Is it because the artist did not follow instructions?–Now we’re talking a bit heftier reason to get a case of the grumps. However, when one says “did not follow instructions,” was it because going with what the person said would have required basically starting from scratch, caused the author to bust a publication deadline, lead to the artist missing another deadline, or due to an unforeseen circumstance like, oh, an F-3 tornado ripping the artists’ roof off? (Don’t know the person myself, but I know of the situation from a con acquaintance.) If so, don’t be a jerk–if the cover is still functional, will attract the eye, and does not violate, say, historical accuracy for a novel set in Victorian England (“I said a pistol, not a blaster!”), go with it. Understand that iron triangle (good, fast, or cheap–pick two) rules apply here if you’re up against a deadline. If you are really unhappy, never use the artist again. That includes never giving them word of mouth or recommendations.
However, in all things, remember this is a two way street. Authors with reputations for being flighty or divas don’t get good cover artists except through luck or $$$. “Will have to put up with difficult authors’ crap…” isn’t necessary a stated fee. I can tell you, however, that it is a mental one. Don’t be that guy / gal.
If it ended up in court, is the discrepancy so obvious that your victory is nearly certain? I’m meaning you asked for a bodice ripper cover set in the Antebellum United States and ended up with a cover that looks like it should grace a fantasy novel. The main subject was an Asian man and you got Napoleon Dynamite. Think “John Wayne as Genghis Khan”-level of “Whiskey Tango Foxtrot?!” Because if you’re going this route, it better be something that makes having Nun Thunderdome seem sane. (“Two Nuns Enter. One Nun Leaves. Two Nuns Enter. One Nun Leaves.” “WHAT IS THE MEANING OF THIS?” “Oh, hello Bishop O’Reilly! *nervous laugh*”)
If all these conditions are met…still think long and hard about it. There is no guarantee that you’ll win. But, if after you’ve eliminated every other recourse and the principle and/or amount is so high you’re ready to expend time and money wringing satisfaction out of someone, lawyer up.

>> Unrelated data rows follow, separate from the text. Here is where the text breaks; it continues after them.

PR #627, opened 2020-09-02
[feature] Add a tool to get percentage of bases falling in each interval by name.

jacarey:
Currently this expects single ended reads or paired end template reads to be full enclosed within an interval by name in order for it to be counted for that interval.

### DIFF
--- a/src/main/scala/com/fulcrumgenomics/rnaseq/AnnotateByIntervalList.scala
+++ b/src/main/scala/com/fulcrumgenomics/rnaseq/AnnotateByIntervalList.scala
@@ -86,12 +86,13 @@ class AnnotateByIntervalList
     // an interval for each template. For single ended reads the interval is just the read.
     val templateIntervals = records.filter { record =>
       if (record.mateMapped) {
-        val equalStartTieBreaker =
+        val equalStartTieBreaker = {
           if (Math.min(record.start, record.end) == Math.min(record.mateStart, record.mateEnd.getOrElse(Int.MaxValue))) {
             record.firstOfPair
           } else {
             true
           }
+        }
         // Take only the first read by coordinate order
         Math.min(record.start, record.end) < Math.min(record.mateStart, record.mateEnd.getOrElse(Int.MaxValue)) &&
         // if mate start == start pick first of pair
--- a/src/main/scala/com/fulcrumgenomics/rnaseq/AnnotateByIntervalList.scala
+++ b/src/main/scala/com/fulcrumgenomics/rnaseq/AnnotateByIntervalList.scala
@@ -17,7 +17,7 @@ import htsjdk.samtools.util.{CoordMath, Interval, IntervalList, OverlapDetector}
 @clp(group = ClpGroups.Fastq, description =
   """
     |Collects base and read coverage statistics across intervals by name.
-    |A regular expression is used to classify the name of the intervals to be counted and how they should be grouped.
+    |A regular expression may used to classify the name of the intervals to be counted and how they should be grouped.  Otherwise, the name is used as-is.
     |
     |For example for the following interval list:
     |
--- a/src/main/scala/com/fulcrumgenomics/rnaseq/AnnotateByIntervalList.scala
+++ b/src/main/scala/com/fulcrumgenomics/rnaseq/AnnotateByIntervalList.scala
@@ -35,7 +35,7 @@ import htsjdk.samtools.util.{CoordMath, Interval, IntervalList, OverlapDetector}
     |
     |Using the the regex `([^;]*).*` would produce 3 separate interval counts CDS, utr and intron.
     |
-    |Counts template bases (paired-end) or read bases (single end) that are fully enclosed within an interval.
+    |Template bases (paired-end) or read bases (single end) are only counted if they fully enclosed within an interval.
     |By default if a read is enclosed by multiple intervals it will be counted for both intervals. This behavior
     |can be changed using a different `OverlapAssociationStrategy`
   """)
--- a/src/main/scala/com/fulcrumgenomics/rnaseq/AnnotateByIntervalList.scala
+++ b/src/main/scala/com/fulcrumgenomics/rnaseq/AnnotateByIntervalList.scala
@@ -105,8 +105,8 @@ class AnnotateByIntervalList
       // Interval should be end of read one to the beginning of read two
       new Interval(
         record.refName,
-        Math.max(record.start, record.end) + 1,
-        Math.min(record.mateStart, record.mateEnd.getOrElse(Int.MaxValue)) - 1
+        Math.max(record.start, record.mateStart) + 1,
+        Math.max(record.mateStart, record.mateEnd.getOrElse(exception) - 1
       )
     )
 
--- a/src/main/scala/com/fulcrumgenomics/rnaseq/AnnotateByIntervalList.scala
+++ b/src/main/scala/com/fulcrumgenomics/rnaseq/AnnotateByIntervalList.scala
@@ -84,7 +84,7 @@ class AnnotateByIntervalList
 
     // First we filter to ensure that we only pick one read in a template and then iterate over those reads to create
     // an interval for each template. For single ended reads the interval is just the read.
-    val templateIntervals = records.filter(record => {
+    val templateIntervals = records.filter { record =>
       if (record.mateMapped) {
         val equalStartTieBreaker =
           if (Math.min(record.start, record.end) == Math.min(record.mateStart, record.mateEnd.getOrElse(Int.MaxValue))) {
--- a/src/main/scala/com/fulcrumgenomics/rnaseq/AnnotateByIntervalList.scala
+++ b/src/main/scala/com/fulcrumgenomics/rnaseq/AnnotateByIntervalList.scala
@@ -16,7 +16,7 @@ import htsjdk.samtools.util.{CoordMath, Interval, IntervalList, OverlapDetector}
 
 @clp(group = ClpGroups.Fastq, description =
   """
-    |Get percentage of bases falling in each interval by name.
+    |Collects base and read coverage statistics across intervals by name.
     |A regular expression is used to classify the name of the intervals to be counted and how they should be grouped.
     |
     |For example for the following interval list:
--- a/src/main/scala/com/fulcrumgenomics/rnaseq/AnnotateByIntervalList.scala
+++ b/src/main/scala/com/fulcrumgenomics/rnaseq/AnnotateByIntervalList.scala
@@ -1,0 +1,149 @@
+package com.fulcrumgenomics.rnaseq
+
+import java.util
+
+import com.fulcrumgenomics.bam.api.SamSource
+import com.fulcrumgenomics.cmdline.{ClpGroups, FgBioTool}
+import com.fulcrumgenomics.commons.CommonsDef.{FilePath, PathToBam, PathToIntervals}
+import com.fulcrumgenomics.commons.util.{LazyLogging, SimpleCounter}
+import com.fulcrumgenomics.sopt.{arg, clp}
+import htsjdk.samtools.util.{Interval, IntervalList, OverlapDetector, SamLocusIterator}
+import com.fulcrumgenomics.FgBioDef.IteratorToJavaCollectionsAdapter
+import com.fulcrumgenomics.FgBioDef.javaIterableToIterator
+import com.fulcrumgenomics.commons.io.Io
+import com.fulcrumgenomics.util.{Metric, ProgressLogger}
+import htsjdk.samtools.SAMSequenceDictionary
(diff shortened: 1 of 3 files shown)


src/main/scala/com/fulcrumgenomics/rnaseq/AnnotateByIntervalList.scala
```diff
@@ -0,0 +1,246 @@
...
+  Io.assertReadable(this.input)
+  Io.assertReadable(this.intervals)
+  Io.assertCanWriteFile(this.output)
+
+  override def execute(): Unit = {
+    val progress = ProgressLogger(logger, verb = "Processed", noun = "loci", unit = 1000000)
+    val reader = SamSource(this.input)
+    val dict = reader.dict
+
+    val (baseCounter, uniqueBaseCounter, templateCounter, uniqueTemplateCounter, overlapDetector) = {
```
jacarey, line 64: Case class for this maybe?  Is there a threshold of tuple that we like to use for creating a higher ordered case class?

src/main/scala/com/fulcrumgenomics/rnaseq/AnnotateByIntervalList.scala
```diff
@@ -0,0 +1,246 @@
...
+    }
+
+    // Templates are assigned to an interval together.
+    val iterator = reader.iterator
+    val records = iterator.filterNot(record => record.duplicate
+      || record.secondary
+      || record.supplementary
+      || !record.pf
+      || !record.isFrPair
+      || record.mapq < minMappingQuality)
```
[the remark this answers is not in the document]
nh13: can you filter out reads where `record.start == record.mateStart` for paired end reads where both ends are mapped.

src/main/scala/com/fulcrumgenomics/rnaseq/AnnotateByIntervalList.scala
```diff
@@ -0,0 +1,246 @@
...
+
+    // First we filter to ensure that we only pick one read in a template and then iterate over those reads to create
+    // an interval for each template. For single ended reads the interval is just the read.
+    val templateIntervals = records.filter(record => {
+      if (record.mateMapped) {
+        val equalStartTieBreaker =
+          if (Math.min(record.start, record.end) == Math.min(record.mateStart, record.mateEnd.getOrElse(Int.MaxValue))) {
```
nh13, line 90: Won't `Math.min(record.start, record.end)` always be `record.start`?   Also, what if this record is unmapped?

I think what you want is this:
1. record is unmapped and (not paired or mate is unmapped) => ignore
2. record is single-end (fragment) => `start=record.start` and `end=record.end`
3. record is mapped and mate is unmapped => same as (2)
4. record is unmapped and mate is mapped => use `record.mateStart` and `record.mateEnd.getOrElse(throw an exception saying you need a mate cigar)`
5. record is mapped and mate is mapped and `record.start == record.mateStart` and `record.firstOfPair` => start is `record.start` and end is `max(record.end, record.mateEnd.getOrElse(exception))`.
6. this should never happen since you filtered them out

src/main/scala/com/fulcrumgenomics/rnaseq/AnnotateByIntervalList.scala
```diff
@@ -0,0 +1,246 @@
...
+      } else {
+        //If we are single ended then just take the record
+        true
+      }
+    }).map(record =>
+      // Interval should be end of read one to the beginning of read two
+      new Interval(
+        record.refName,
+        Math.max(record.start, record.end) + 1,
+        Math.min(record.mateStart, record.mateEnd.getOrElse(Int.MaxValue)) - 1
```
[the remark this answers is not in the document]
nh13: I would go back to my comment above about restructuring this section.

src/main/scala/com/fulcrumgenomics/rnaseq/AnnotateByIntervalList.scala
```diff
@@ -0,0 +1,246 @@
...
+      )
+    )
+
+    var numLociMultiMatched: Long = 0
```
nh13, line 112: blasphemy.  can use `templateIntervals.count`

src/main/scala/com/fulcrumgenomics/rnaseq/AnnotateByIntervalList.scala
```diff
@@ -0,0 +1,246 @@
...
+
+    templateIntervals.foreach { templateInterval =>
+      // Overlaps should only be flagged when they enclose the template bases.
+      val overlaps = overlapDetector.getOverlaps(templateInterval).toSeq
+        .filter(interval => CoordMath.encloses(interval.getStart, interval.getEnd,
+          templateInterval.getStart, templateInterval.getEnd))
```
nh13, line 118: My preference is a single line for a function call, or named parameters on multiple lines

src/main/scala/com/fulcrumgenomics/rnaseq/AnnotateByIntervalList.scala
```diff
@@ -0,0 +1,246 @@
...
+
+      if (overlaps.isEmpty) {
+        baseCounter.count(this.unmatched, templateInterval.getLengthOnReference)
+        templateCounter.count(this.unmatched, 1)
+      } else {
+        val names: Seq[String] = overlaps.map(_.getName).distinct
+
+        def countForNames(namesToCount: Seq[String]): Unit = {
```
nh13, line 126: why not make this a private method?

src/main/scala/com/fulcrumgenomics/rnaseq/AnnotateByIntervalList.scala
```diff
@@ -0,0 +1,246 @@
...
+
+    var numLociMultiMatched: Long = 0
+
+    templateIntervals.foreach { templateInterval =>
+      // Overlaps should only be flagged when they enclose the template bases.
+      val overlaps = overlapDetector.getOverlaps(templateInterval).toSeq
+        .filter(interval => CoordMath.encloses(interval.getStart, interval.getEnd,
+          templateInterval.getStart, templateInterval.getEnd))
+
+      if (overlaps.isEmpty) {
```
nh13, line 120: match statement instead?

src/main/scala/com/fulcrumgenomics/rnaseq/AnnotateByIntervalList.scala
```diff
@@ -0,0 +1,246 @@
...
+          }
+          numLociMultiMatched += 1
+        } else {
+          // When there is only one interval matched we associate all intersected bases with the single interval
+          countForNames(names)
+        }
+      }
+      progress.record(templateInterval.getContig, templateInterval.getStart)
+    }
+    reader.close()
```
nh13, line 154: You'll need to import `SafelyCloseable` from `FgbioDef` for the second line to work
```suggestion
    progress.logLast()
    reader.safelyClose()
```

src/main/scala/com/fulcrumgenomics/rnaseq/AnnotateByIntervalList.scala
```diff
@@ -0,0 +1,246 @@
...
+      )
+    }.toSeq.sortBy(_.name)
+    Metric.write(this.output, metrics)
+  }
+
+  private def buildIntervals(dict: SAMSequenceDictionary): List[Interval] = {
+    val inputIntervalList = IntervalList.fromPath(this.intervals)
+    this.nameRegex.map(_.r) match {
+      case None => inputIntervalList.uniqued(true).toList
+      case Some(regex) =>
```
nh13, line 193:
```suggestion
      case None        => inputIntervalList.uniqued(true).toList
      case Some(regex) =>
```

src/main/scala/com/fulcrumgenomics/rnaseq/AnnotateByIntervalList.scala
```diff
@@ -0,0 +1,246 @@
...
+        val intervals = inputIntervalList.map { i =>
+          val name = i.getName match {
+            case regex(n) => n
+            case _ => throw new IllegalArgumentException(s"Could not match name '${i.getName}' with regex '${this.nameRegex}'")
```
nh13, line 197:
```suggestion
            case regex(n) => n
            case _        => throw new IllegalArgumentException(s"Could not match name '${i.getName}' with regex '${this.nameRegex}'")
```

src/main/scala/com/fulcrumgenomics/rnaseq/AnnotateByIntervalList.scala
```diff
@@ -0,0 +1,246 @@
...
+        intervalList.toList
+    }
+  }
+}
+
+/** Metric for [[AnnotateByIntervalList]].
+  *
+  * @param name             the name of the intervals
+  * @param bases            the number of bases mapping to intervals with the given name.
+  * @param unique_bases     the number of bases mapping exclusively to intervals with the given name,
```
nh13, line 212: do you end the comment with a period, comma, or nothing?

src/main/scala/com/fulcrumgenomics/rnaseq/AnnotateByIntervalList.scala
```diff
@@ -0,0 +1,246 @@
...
+  mean_coverage: Double,
+  templates: Long,
+  unique_templates: Long
+) extends Metric
+
+/**
+  * Enum for determining how to associate a read that is enclosed in more than a single interval.
+  * - Duplicate counting associates the template base with all enclosing intervals.
+  * - MostSpecific counting associates the template bases with the smallest enclosing interval.
+  * - LeastSpecific counting associates the template bases with the largest enclosing interval.
```
nh13, line 236: move the doc for each enum to where they're defined.

nh13 (changes requested):
Looking really good so far.  Besides by nitpicks (sorry).  There are two major issues:

1. how we filter reads prior to checking overlaps with intervals.
2. how we compute the "span" of a template

Happy to discuss at your leisure.

src/main/scala/com/fulcrumgenomics/rnaseq/AnnotateByIntervalList.scala
```diff
@@ -0,0 +1,246 @@
...
+      val intervals               = buildIntervals(dict.asSam)
+      intervals.foreach { interval => _baseCounter.count(interval.getName, 0) }
+
+      val _overlapDetector = OverlapDetector.create[Interval](intervals.iterator.toJavaList)
+      (_baseCounter, _uniqueBaseCounter, _templateCounter, _uniqueTemplateCounter, _overlapDetector)
+    }
+
+    // Templates are assigned to an interval together.
+    val iterator = reader.iterator
+    val records = iterator.filterNot(record => record.duplicate
```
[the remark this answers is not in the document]
jacarey: Increased compile time checking. It is an old habit that I keep forgetting to break.

src/main/scala/com/fulcrumgenomics/rnaseq/AnnotateByIntervalList.scala
jacarey: It isn't template intervals though. It is the number of templates that were enclosed by multiple intervals.  I should be able to calculate this from sum(templates) - sum(unique_templates) for all metrics now that I'm collecting them

src/main/scala/com/fulcrumgenomics/rnaseq/AnnotateByIntervalList.scala
jacarey: It uses local variables. Moving it out of this function scope means I need to pass them around (not a big deal I guess)

src/main/scala/com/fulcrumgenomics/rnaseq/AnnotateByIntervalList.scala
jacarey: not sure I understand. what is the match pattern on a Seq to check if it is empty?  is that just

`      overlaps match {
        case ol if ol.isEmpty =>
        case _ =>
      }
`

or did you mean

`      overlaps.isEmpty match {
        case true =>
        case false => 
      }
`
In either case I think a simple if else is clearer no?

src/main/scala/com/fulcrumgenomics/rnaseq/AnnotateByIntervalList.scala
jacarey: I think this handles 2, 3, 4, 5
```
        // Single end read mateStart will be set to 0
        Math.min(record.start, record.mateStart),
        // Set mate end to math min if it isn't defined (single end read)
        Math.max(record.end, record.mateEnd.getOrElse(Int.MinValue))
```
I don't throw an exception on `record.mateEnd.getOrElse` since that will mess up single ended reads.

Also for #4 there is already a require() in the accessor method to make sure mate cigar is set.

5.) What about reproduction rights?
First ask yourself, “Why do I want reproduction rights?” Then ask yourself, “Why do I want reproduction rights now?” The reason for the first is that you’re going to pay some $$$ for them. If you want full rights to slap that picture on anything you want, expect to pay 30-50% over what you’re just paying for the cover. This is reasonable–artists with rights can keep making money on your piece, sans cover design, for years. You can search for an artist who will let you keep all this stuff in the original price–or you can find a good one that’s going to charge you a reasonable price for it. I know authors who insist on the former…and you can tell.
If your book sells well enough that marketing is a thing, you can always come back for them later. Slap a line in the agreement about paying $$$ for future full rights by XXX date if necessary, at which point the price becomes open for negotiation again. Get it ironclad by a lawyer, then move on. The important thing is that you get your book out in a timely manner with plenty of $$$ left for editing and marketing. Come back for the “I’d like to put this on mugs everywhere!” later.
Anyway, hope this helps folks looking to move towards cover art. I’ll probably come back to edit this later after running it by a couple of cover artists.